What is required ▸
Read through the records below and copy each line that uses the word "allows".

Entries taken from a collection
PR #51, opened 2020-03-07
Make PersistedTable maintain the insertion order.

danp11:


igalshilman:
Hi @danp11, thank you for your continued interest in statefun and your contribution!

However as per `Flink`'s [contribution guide ](https://flink.apache.org/contributing/contribute-code.html) any contribution starts with a JIRA issue submitted, having an issue submitted allows contributors / committers to provide an early advice and potentially save some development effort :-)

Unfortunately this feature can not be efficiently implemented for the distributed case (you've only added support to the non fault tolerant accessor which is used for tests)
The accessor that is used at runtime, is leveraging Flink state that is provided by a state backend,
and there, there is no guarantee about the insertion order.

danp11:
All good and Thanks for your detalied response.

/Dan

Den sön 8 mars 2020 21:07Igal Shilman <notifications@github.com> skrev:

tzulitai:
I agree with @igalshilman.
I'm also not following the motivation behind having insertion order in `PersistedTable`.
Is it because you want to use it as a queue?
If so, I think a dedicated persisted state primitive would be more suitable for that. Such a thing would definitely require some upfront communication, preferably in JIRAs, before opening pull requests.

tzulitai:
@danp11 I'll close this PR for now. Let me know if you disagree with this, otherwise as suggested above, lets take a step back and move the discussions to the JIRA.

danp11:
Hi again, yes my thought was to use it as a queue for publishing of events.

However, it might be a better option to block the publisher until the
publishing is finished and then there is no need for a queue in this
usecase.

Sorry for beeing a bit eager here😀

/Dan



Den mån 9 mars 2020 09:36Tzu-Li Tai <notifications@github.com> skrev:

PR #55, opened 2020-03-10
 [FLINK-16518] [kafka] Set client properties as strings in KafkaSinkProvider

tzulitai:
The put method is strongly discourage to be used on `Properties` as a bad practice, since it allows putting non-string values.

This has already caused a bug, where a long was put into the properties, while Kafka was expecting an integer:
```
org.apache.kafka.common.config.ConfigException: Invalid value 100000 for configuration transaction.timeout.ms: Expected value to be a 32-bit integer, but it was a java.lang.Long
	at org.apache.kafka.common.config.ConfigDef.parseType(ConfigDef.java:669)
	at org.apache.kafka.common.config.ConfigDef.parseValue(ConfigDef.java:471)
	at org.apache.kafka.common.config.ConfigDef.parse(ConfigDef.java:464)
	at org.apache.kafka.common.config.AbstractConfig.<init>(AbstractConfig.java:62)
	at org.apache.kafka.common.config.AbstractConfig.<init>(AbstractConfig.java:75)
	at org.apache.kafka.clients.producer.ProducerConfig.<init>(ProducerConfig.java:396)
	at org.apache.kafka.clients.producer.KafkaProducer.<init>(KafkaProducer.java:326)
	at org.apache.kafka.clients.producer.KafkaProducer.<init>(KafkaProducer.java:298)
	at org.apache.flink.streaming.connectors.kafka.internal.FlinkKafkaInternalProducer.<init>(FlinkKafkaInternalProducer.java:76)
```


tzulitai:
cc @igalshilman

igalshilman:
Thanks @tzulitai,
Looks good to me.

Written response ▸
However as per `Flink`'s [contribution guide ](https://flink.apache.org/contributing/contribute-code.html) any contribution starts with a JIRA issue submitted, having an issue submitted allows contributors / committers to provide an early advice and potentially save some development effort :-)
The put method is strongly discourage to be used on `Properties` as a bad practice, since it allows putting non-string values.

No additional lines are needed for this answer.